Panorama-cinéma is collaborating with the 2010 edition of the Fantasia Film Festival to present three screenings of Kuroneko (1968), on July 9 (7:45pm, J.A. De Sève Theatre), July 14 (3pm, J.A. De Sève Theatre) and July 15 (6:30pm at the Cinémathèque Québécoise).
The intimate experience of a magnificent 35 mm print from Janus Films (distributor affiliated with Criterion Collection), is not to be missed since it is nowhere to be found in North America. This Japanese ghost movie is the inspiration behind the recent “j-horror” trend led by filmmakers such as Hideo Nakata (Ringu, Dark Water) and Takashi Shimizu (Ju-On).

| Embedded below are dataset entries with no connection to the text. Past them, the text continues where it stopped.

PR #336, opened 2018-07-10
Document that a DirectoryNotFoundException is thrown

jpreese:
## Summary

Documentation pages for _System.IO.Directory.SetLastWriteTime_ and _System.IO.Directory.SetLastWriteTimeUtc_ state that a FileNotFoundException is thrown when the directory cannot be found. After some local testing, what is actually thrown is a DirectoryNotFoundException.

A FileNotFoundException is thrown if you attempt call System.IO.Directory.SetLastWriteTime or System.IO.Directory.SetLastWriteTimeUtc on a file.

Fixes dotnet/docs#6394

### DIFF
--- a/xml/System.IO/Directory.xml
+++ b/xml/System.IO/Directory.xml
@@ -3705,9 +3705,10 @@ Directory::CreateDirectory("Public\\Html");
   
  ]]></format>
         </remarks>
-        <exception cref="T:System.IO.FileNotFoundException">The specified path was not found.</exception>
+        <exception cref="T:System.IO.FileNotFoundException">
+          <paramref name="path" /> was not found (for example, the directory doesn’t exist or it is on an unmapped drive).</exception>
         <exception cref="T:System.IO.DirectoryNotFoundException">
-          <paramref name="path" /> is invalid (for example, the directory doesn’t exist or it is on an unmapped drive).</exception>
+          <paramref name="path" /> was not found (for example, the directory doesn’t exist or it is on an unmapped drive).</exception>
         <exception cref="T:System.ArgumentException">
           <paramref name="path" /> is a zero-length string, contains only white space, or contains one or more invalid characters. You can query for invalid characters with the  <see cref="M:System.IO.Path.GetInvalidPathChars" /> method.</exception>
         <exception cref="T:System.ArgumentNullException">
@@ -3778,9 +3779,10 @@ Directory::CreateDirectory("Public\\Html");
   
  ]]></format>
         </remarks>
-        <exception cref="T:System.IO.FileNotFoundException">The specified path was not found.</exception>
+        <exception cref="T:System.IO.FileNotFoundException">
+          <paramref name="path" /> was not found (for example, the directory doesn’t exist or it is on an unmapped drive).</exception>
         <exception cref="T:System.IO.DirectoryNotFoundException">
-          <paramref name="path" /> is invalid (for example, the directory doesn’t exist or it is on an unmapped drive).</exception>
+          <paramref name="path" /> was not found (for example, the directory doesn’t exist or it is on an unmapped drive).</exception>
         <exception cref="T:System.ArgumentException">
           <paramref name="path" /> is a zero-length string, contains only white space, or contains one or more invalid characters. You can query for invalid characters with the  <see cref="M:System.IO.Path.GetInvalidPathChars" /> method.</exception>
         <exception cref="T:System.ArgumentNullException">


rpetrusha:
Thanks for contributing to the dotnet/docs repo and for submitting this pull request, @jpreese. However, I can't reproduce the DirectoryNotFoundException that you've reported. The following code, when run using both .NET Framework and .NET Core, throws FileNotFoundException rather than DirectoryNotFoundException:
``` 
using System;
using System.IO;

public class Example
{
   public static void Main()
   {
      try {
         Directory.SetLastWriteTime(@"C:\temp2\", DateTime.Now.AddDays(-3));
      }
      catch (Exception e) {
          Console.WriteLine($"{e.GetType()}: {e.Message}");
      }
      try {
         Directory.SetLastWriteTime(@"C:\temp\file1.txt", DateTime.Now.AddDays(-3));
      }
      catch (Exception e) {
          Console.WriteLine($"{e.GetType()}: {e.Message}");
      }

      try {
         Directory.SetLastWriteTimeUtc(@"C:\temp2", DateTime.UtcNow.AddDays(-3));
      }
      catch (Exception e) {
          Console.WriteLine($"{e.GetType()}: {e.Message}");
      }
      try {
         Directory.SetLastWriteTimeUtc(@"C:\temp\file1.txt", DateTime.UtcNow.AddDays(-3));
      }
      catch (Exception e) {
          Console.WriteLine($"{e.GetType()}: {e.Message}");
      }
   }
}
```
Do you have any code that repos the exception?
@JeremyKuhne, do you know whether DirectoryNotFoundException is thrown under a particular set of conditions?

JeremyKuhne:
>  do you know whether DirectoryNotFoundException is thrown under a particular set of conditions?

It will throw either DirectoryNotFound or FileNotFound depending on what the OS gives us as an error code. I just looked at NetFX and CoreFX to validate that we don't do any special mapping of File to Directory or vice-versa in this case.

Windows doesn't document when they return which error so the best we can do is say you can get either of the two. Nesting might change it (e.g. under `"C:\notthere\nothereeither\nope.txt"`), but I'd be very hesitant to attempt to "document" undocumented behavior in Windows. :)

```
        ERROR_FILE_NOT_FOUND = 0x2;
        ERROR_PATH_NOT_FOUND = 0x3;
```

In general you can get either of these two exceptions from _any_ IO activity in .NET. There are a few places where we change error codes, but mostly we always go through a helper that just funnels back what the OS gives us. On NetFX that would be this method:

https://referencesource.microsoft.com/#mscorlib/system/io/__error.cs,a2e22bc07d9bab0a

In CoreFX, it is this (for Windows):

https://source.dot.net/#System.IO.FileSystem/Common/CoreLib/System/IO/Win32Marshal.cs,8cf456a56c1e487e

The Unix code does the equivalent.

I think I suggested writing an article about catching IO errors in .NET, I'll try to see if I can find where that might be...

jpreese:
Thanks for the response, @rpetrusha. I looked into this a bit more and I think I know whats going on (at least on my machine). For your code above, I get the following result:

image

I wrote a suite of tests, and these all pass. Note that some include a DirectoryNotFoundException.

```csharp
    public class DirectoryTests
    {
        [Fact]
        public void SetLastWriteTime_FileThatDoesNotExist__ThrowsFileNotFoundException()
        {
            Assert.Throws<FileNotFoundException>(() => System.IO.Directory.SetLastWriteTime(@"C:\doesnotexist", new DateTime()));
        }

        [Fact]
        public void SetLastWriteTime_DirectoryThatDoesNotExist_TrailingSlash_ThrowsFileNotFoundException()
        {
            Assert.Throws<FileNotFoundException>(() => System.IO.Directory.SetLastWriteTime(@"C:\doesnotexist\", new DateTime()));
        }

        [Fact]
        public void SetLastWriteTime_FileInDirectoryThatDoesNotExist_ThrowsDirectoryNotFoundException()
        {
            Assert.Throws<DirectoryNotFoundException>(() => System.IO.Directory.SetLastWriteTime(@"C:\doesnot\exist", new DateTime()));
        }

        [Fact]
        public void SetLastWriteTime_FileThatDoesNotExist_WithFileExtension_ThrowsFileNotFoundException()
        {
            Assert.Throws<FileNotFoundException>(() => System.IO.Directory.SetLastWriteTime(@"C:\doesnotexist.txt", new DateTime()));
        }

        [Fact]
        public void SetLastWriteTime_FileThatDoesNotExist_NestedInDirectoryThatDoesNotExist_ThrowsDirectoryNotFoundExceptionn()
        {
            Assert.Throws<DirectoryNotFoundException>(() => System.IO.Directory.SetLastWriteTime(@"C:\doesnot\exist.txt", new DateTime()));
        }
    }
```

In summary, assuming none of these paths exist..

C:\doesnotexist - FileNotFoundException (probably assumes a file with no extension)
C:\doesnotexist\ - FileNotFoundException (this is a little strange to me)
C:\doesnot\exist - DirectoryNotFoundException
C:\doesnotexist.txt - FileNotFoundException
C:\doesnot\exist.txt - DirectoryNotFoundException

jpreese:
@rpetrusha I have pushed the requested changes.

PR #358, opened 2018-07-17
Added docs for ReadOnlySpan

Thraka:
## Summary

Documented ReadOnlySpan and ReadOnlySpan+Enumerator

Fixes dotnet/docs#4946

### DIFF
--- a/xml/System/ReadOnlySpan`1.xml
+++ b/xml/System/ReadOnlySpan`1.xml
@@ -533,11 +533,11 @@ This reference is used for pinning and must never be dereferenced.]]></format>
       <Docs>
         <param name="left">The first span to compare.</param>
         <param name="right">The second span to compare.</param>
-        <summary>Returns a value that indicates whether two <see cref="T:System.ReadOnlySpan`1" /> value types are equal.</summary>
+        <summary>Returns a value that indicates whether two <see cref="T:System.ReadOnlySpan`1" /> instances are equal.</summary>
         <returns>
-          <see langword="true" /> if the two <see cref="T:System.ReadOnlySpan`1" /> value types are equal; otherwise, <see langword="false" /></returns>
+          <see langword="true" /> if the two <see cref="T:System.ReadOnlySpan`1" /> instances are equal; otherwise, <see langword="false" /></returns>
         <remarks>
-          <format type="text/markdown"><![CDATA[This tests if two <xref:System.ReadOnlySpan`1> value types point to the same memory location, and have the same <xref:System.ReadOnlySpan`1.Length> values. This does not compare the contents of two `ReadOnlySpan` value types.]]></format>
+          <format type="text/markdown"><![CDATA[This tests if two <xref:System.ReadOnlySpan`1> instances point to the same starting memory location, and have the same <xref:System.ReadOnlySpan`1.Length> values. This does not compare the contents of two <xref:System.ReadOnlySpan`1> instances.]]></format>
         </remarks>
       </Docs>
     </Member>


mairaw:
Internal review URLs:
[ReadOnlySpan<T>](https://review.docs.microsoft.com/en-us/dotnet/api/system.readonlyspan-1?view=netcore-2.1&branch=pr-en-us-358)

Kaneto Shindo’s Kuroneko was released to great acclaim in 1968. The sparse, atmospheric horror story is more eccentric and more overtly supernatural than its breakthrough companion piece, Onibaba (1964). The eerie and romantic film is loosely based on the Japanese folktale The Cat’s Return — a mother and daughter-in-law are raped and murdered by pillagers, but return from the dead as vampiric cat spirits intent on revenge. As the ghosts lure soldiers into the bamboo groves, a fearless samurai, Gintoki is sent to stop their reign of terror.
Kuroneko remains a standout film of the kaidan eiga genre of period ghost stories often based on old legends or kabuki plays.